Access controls were built around how humans request data. However, AI agents are demonstrating that they behave differently: deciding what to access, which tools to call, and what actions to take. They do so autonomously, at volume, and in ways most permissions systems weren't designed to handle.
Permission models built for human users weren't designed for that. Most enterprises don't have an authorization platform that accounts for agents. That gap is why AI projects stall between prototype and production.

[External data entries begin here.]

PR #81, opened 2017-10-04
Adding Agent6 (beta) support on debianoids

hush-hush:
This PR allow users to install the Agent6 (beta agent) with ansible on debianoids system.

### DIFF
--- a/README.md
+++ b/README.md
@@ -30,6 +30,26 @@ Role Variables
 - `datadog_apt_key_url_new` - Override default url to the new Datadog `apt` key (in the near future the `apt` repo will have to be checked against this new key instead of the current key)
 - `datadog_agent_allow_downgrade` - Set to `yes` to allow agent downgrades on apt-based platforms (use with caution, see `defaults/main.yml` for details)
 
+Agent 6 (beta)
+--------------
+
+To upgrade or install agent6, you need to:
+
+- set `datadog_agent6` to true
+- either set `datadog_agent_version` to an existing agent6 version
+  (recommended) or leave it empty to always install the latest version.
+
+To downgrade from agent6 to agent5, you need to:
+
+- set `datadog_agent6` to false
+- pin `datadog_agent_version` to an existing agent5 version
+- set `datadog_agent_allow_downgrade` to yes
+
+Variables:
+
+- `datadog_agent6` - install an agent6 instead of agent5 (default to `false`)
+- `datadog_agent6_apt_repo` - Override default Datadog `apt` repository for agent6
+
 Dependencies
 ------------
 None
--- a/README.md
+++ b/README.md
@@ -28,7 +28,7 @@ Role Variables
 - `datadog_apt_repo` - Override default Datadog `apt` repository
 - `datadog_apt_key_url` - Override default url to Datadog `apt` key
 - `datadog_apt_key_url_new` - Override default url to the new Datadog `apt` key (in the near future the `apt` repo will have to be checked against this new key instead of the current key)
-- `datadog_allow_agent_downgrade` - Set to `yes` to allow agent downgrades on apt-based platforms (use with caution, see `defaults/main.yml` for details)
+- `datadog_agent_allow_downgrade` - Set to `yes` to allow agent downgrades on apt-based platforms (use with caution, see `defaults/main.yml` for details)
 
 Dependencies
 ------------
--- a/defaults/main.yml
+++ b/defaults/main.yml
@@ -25,3 +25,29 @@ datadog_agent_version: ""
 # Set this to `yes` to allow agent downgrades on apt-based platforms.
 # Internally, this uses `apt-get`'s `--force-yes` option. Use with caution.
 datadog_agent_allow_downgrade: no
+
+########################################################################
+###            Beta-Agent6-only attributes, experimental             ###
+###   These attributes are not part of the stable API of the role    ###
+###   Subject to breaking changes between bugfix/minor versions      ###
+###                Only works on debianoids for now                  ###
+
+# Set to true to install an agent6 instead of agent5.
+#
+# To upgrade from agent5 to agent6, you need to:
+# * set 'datadog_agent6' to true, and
+# * either set 'datadog_agent_version' to an existing agent6 version
+#   (recommended) or leave it empty to always install the latest version.
+#
+# To downgrade from agent6 to agent5, you need to:
+# * 'datadog_set agent6' to false, and
+# * pin 'datadog_agent_version' to an existing agent5 version
+# * set 'datadog_agent_allow_downgrade' to yes
+datadog_agent6: no
+
+# beta APT repo where datadog-agent v6 packages are available
+datadog_agent6_apt_repo: "deb http://apt.datadoghq.com beta main"
+
+###           End of Beta-Agent6-only experimental attributes        ###
+########################################################################
+
--- a/tasks/agent6.yml
+++ b/tasks/agent6.yml
@@ -1,0 +1,44 @@
+---
+- name: Create main Datadog agant yaml configuration file (beta)
+  template:
+    src: datadog.yaml.j2
+    dest: /etc/datadog-agent/datadog.yaml
+    owner: '{{ datadog_user }}'
+    group: '{{ datadog_group }}'
+  notify: restart datadog-agent
+
+- debug: 'msg="Using deprecated `datadog_process_checks` is no longer supported in agent6, use `process` under `datadog_checks` instead"'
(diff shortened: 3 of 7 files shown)


defaults/main.yml
```diff
@@ -20,3 +20,34 @@ datadog_agent_version: ""
 # Set this to `yes` to allow agent downgrades on apt-based platforms.
 # Internally, this uses `apt-get`'s `--force-yes` option. Use with caution.
 datadog_agent_allow_downgrade: no
+
+########################################################################
+###            Beta-Agent6-only attributes, experimental             ###
+### These attributes are not part of the stable API of the cookbook  ###
```
olivielpeau: `cookbook` -> `role`

tasks/agent6.yml
```diff
@@ -0,0 +1,42 @@
...
+
+- name: Creating configuration files for extra
+  template:
+    src: config_extra.conf.j2
+    dest: /etc/datadog-agent/datadog.conf
+    owner: '{{ datadog_user }}'
+    group: '{{ datadog_group }}'
+  notify: restart datadog-agent
+
+# DEPRECATED: Remove specific handling of the process check for next major release
```
olivielpeau: let's remove this for agent6 (agent6 support can be considered a new feature, we should feel free to remove this without a major version bump :) )

defaults/main.yml
```diff
@@ -20,3 +20,34 @@ datadog_agent_version: ""
...
+# To upgrade from agent5 to agent6, you need to:
+# * set 'datadog_agent6' to true, and
+# * either set 'datadog_agent_version' to an existing agent6 version
+#   (recommended) or leave it empty to always install the latest version.
+#
+# To downgrade from agent6 to agent5, you need to:
+# * 'datadog_set agent6' to false, and
+# * pin 'datadog_agent_version' to an existing agent5 version
+# * set 'datadog_agent_allow_downgrade' to yes
+datadog_agent6: false
```
olivielpeau: nit: just for consistency with the rest of the yaml file, can we set this to `no` instead of `false`?

tasks/agent6.yml
```diff
@@ -0,0 +1,42 @@
...
+- name: Add process check configuration
+  template: src=process.yaml.j2 dest=/etc/dd-agent/conf.d/process.yaml
+  when: datadog_process_checks is defined
+  notify: restart datadog-agent
+
+- debug: 'msg="[DEPRECATION NOTICE] Using `datadog_process_checks` is deprecated, use `process` under `datadog_checks` instead"'
```
olivielpeau: let's re-word this to make it clear that `datadog_process_checks` doesn't work at all with agent 6

tasks/main.yml
```diff
@@ -5,36 +5,8 @@
...
 
-- name: Create main Datadog agent configuration file
-  template:
-    src: datadog.conf.j2
-    dest: /etc/dd-agent/datadog.conf
-    owner: '{{ datadog_user }}'
-    group: '{{ datadog_group }}'
-  notify: restart datadog-agent
+- include: agent5.yml
+  when: datadog_agent6 == false
```
olivielpeau: are you sure the comparison works as expected? (want to make sure it's actually a boolean comparison and not a string comparison: for instance, if we set `datadog_agent6: no` in the variables, does this still evaluate to the `True` boolean?)

README.md
```diff
@@ -28,7 +28,27 @@ Role Variables
...
-- `datadog_allow_agent_downgrade` - Set to `yes` to allow agent downgrades on apt-based platforms (use with caution, see `defaults/main.yml` for details)
+- `datadog_agent_allow_downgrade` - Set to `yes` to allow agent downgrades on apt-based platforms (use with caution, see `defaults/main.yml` for details)
+
+Agent 6 (beta)
+--------------
+
+To upgrade or install agent6, you need to:
+
+- set `datadog_agent6` to true
+- either set `datadog_agent_version` to an existing agent6 version
```
olivielpeau, line 39: for the Chef cookbook I chose to use a different a variable to define the agent 6 pinned version, in order to allow setting both the agent 5 and 6 version at a high level (typically at the infrastructure level) and then allow users to selectively install the agent 5 or 6 on given hosts by just flipping the `datadog_agent6` boolean to true or false.

I'm not sure the approach works as well here with Ansible, since the role doesn't handle other things that need to be updated when upgrading to Agent 6 (like the changes in the config options supported in `datadog.conf` vs `datadog.yaml`). So since the upgrade can't be made to be as simple as flipping a boolean, it might not make sense to use different version variables.

Anyway, just wanted to make sure you were aware of this, if you have any thoughts on this...

defaults/main.yml
```diff
@@ -20,3 +20,34 @@ datadog_agent_version: ""
...
+
+# beta APT repo where datadog-agent v6 packages are available
+datadog_agent6_apt_repo: "deb http://apt.datadoghq.com beta main"
+
+# Set a key to true to make the agent6 use the v2 api on that endpoint, false
+# otherwise.  Leave key value to nil to use agent6 default for that endpoint.
+# Supported keys: "series", "events", "service checks"
+datadog_agent6_use_v2_api: {}
```
olivielpeau: let's remove this variable, it's not absolutely necessary and can always be set directly on `datadog_config` if needed

templates/datadog.yaml.j2
```diff
@@ -0,0 +1,20 @@
...
+{% if datadog_config["api_key"] is not defined -%}
+api_key: {{ datadog_api_key | default('youshouldsetthis') }}
+{% endif %}
+
+{% if datadog_config["datadog_agent6_use_v2_api"] is not defined -%}
+use_v2_api: {{ datadog_agent6_use_v2_api }}
+{% endif %}
+
+{# These variables are free-style, passed through a hash -#}
+{% if datadog_config -%}
```
olivielpeau: since the format is yaml, we can probably use the filter `| to_nice_yaml` from jinja. It would ensure that we're dropping fully-valid yaml.

olivielpeau (changes requested):
Thanks, this looks 👌  overall!

I've made a few comments, most of them nits, some of them questions, let me know what you think

templates/datadog.yaml.j2
hush-hush: good catch

README.md
hush-hush: I don't think users will wildly mix agent5 and agent6. They may activate agent6 on a few specific hosts. So I don't think it's going to be a problem. We might change it later if we got feedback on it.

What do you think ?

tasks/main.yml
hush-hush: It does work, but you're right it not the best. I move condition to explicit Boolean check.

README.md
olivielpeau: hmm yeah makes sense, let's change this only if we get feedback on it 👍

tasks/agent6.yml
```diff
@@ -0,0 +1,36 @@
+---
+- name: Create main Datadog agant yaml configuration file (beta)
+  template:
+    src: datadog.yaml.j2
+    dest: /etc/datadog-agent/datadog.yaml
+    owner: '{{ datadog_user }}'
+    group: '{{ datadog_group }}'
+  notify: restart datadog-agent
+
+- name: Creating configuration files for extra
```
olivielpeau: Missed this on first review: this file won't be read by the external agents by default unfortunately

Currently we have to write a conf file for each of the external agents (trace and process), c.f. what's done in https://github.com/DataDog/chef-datadog/blob/master/recipes/_agent6_config.rb#L22-L105

A simple and dirty way to do this would be to use the same approach as the chef cookbook, i.e. simply drop these 2 conf files in their correct default locations, with the contents of a full agent5-style `datadog.conf`.

Let me know if you have any questions... It's a bit hacky but we should be able to drop it as soon as these agents can read from `datadog.yaml`

olivielpeau (changes requested):

tasks/agent6.yml
hush-hush: :+1:

templates/config_extra.conf.j2
```diff
@@ -0,0 +1,10 @@
+# Managed by Ansible
```
olivielpeau: can you remove this file altogether (and the associated task)? It doesn't really make sense to use it for agent 6

olivielpeau (changes requested):
One last comment, I'll merge and release once it's addressed, thanks!

olivielpeau (approved):

olivielpeau:
Looks good! 🚀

And that gap is widening. Companies are investing heavily in modernizing their existing applications using AI. AI-assisted coding has compressed development timelines: features that took months now ship in days, and teams have cleared entire feature backlogs. But the permissions infrastructure underneath those apps isn't keeping pace. The access patterns for these applications have shifted too: more volume from automated workflows and agents than from users, new identity complexity from agents acting on behalf of users, and agent behaviors that fall outside what authorization policies were written to handle. What worked for human users doesn't work for this.
AI initiatives are stalling not because of technical complexity but because the permissions layer wasn't designed for it. AuthZed is the authorization platform built to close that gap, supporting modern applications and the complexities of AI systems alike. We've been working with engineering teams building permissions-aware RAG and agentic workflow systems. Companies like OpenAI and Workday are already running AI applications in production on AuthZed. They're moving faster because they adopted an authorization platform early.
We've integrated authorization into the tools and frameworks teams build on:
- LangChain + LangGraph: Permission checks slot directly into retrieval pipelines, filtering documents before they reach the LLM. The SpiceDBPermissionTool also lets agents verify permissions as part of their reasoning process, so authorization happens at every tool call, not just at session start.
- Pinecone: Authorization is part of the retrieval pipeline using pre- or post-filter approaches, depending on corpus size and access patterns.
- Testcontainers: Teams can run integration tests against real SpiceDB instances, not mocks that won't catch production failures.
Teams that solve authorization early move faster: shorter time to market, data they can actually trust their AI to access, and use cases that would otherwise be too risky to ship. Authorization isn't just risk mitigation. It determines what you can build securely.
Join us at SpiceDB Community Day
We've been building with AI ourselves and have tools we'll share soon. SpiceDB Community Day today is a good place to start if you want to hear from engineers working on AI and authorization in practice.
It's a free virtual event where developers are sharing how they solve these problems in practice. On the agenda: a session from Docker's engineering team on end-to-end testing for permission-aware RAG, and a talk on how SpiceDB stops agentic oversharing, the "selective memory" problem that makes agentic search riskier than traditional retrieval. AuthZed CTO Joey Schorr is also previewing a new SpiceDB Foreign Data Wrapper for PostgreSQL that brings real-time authorization context directly into your database queries.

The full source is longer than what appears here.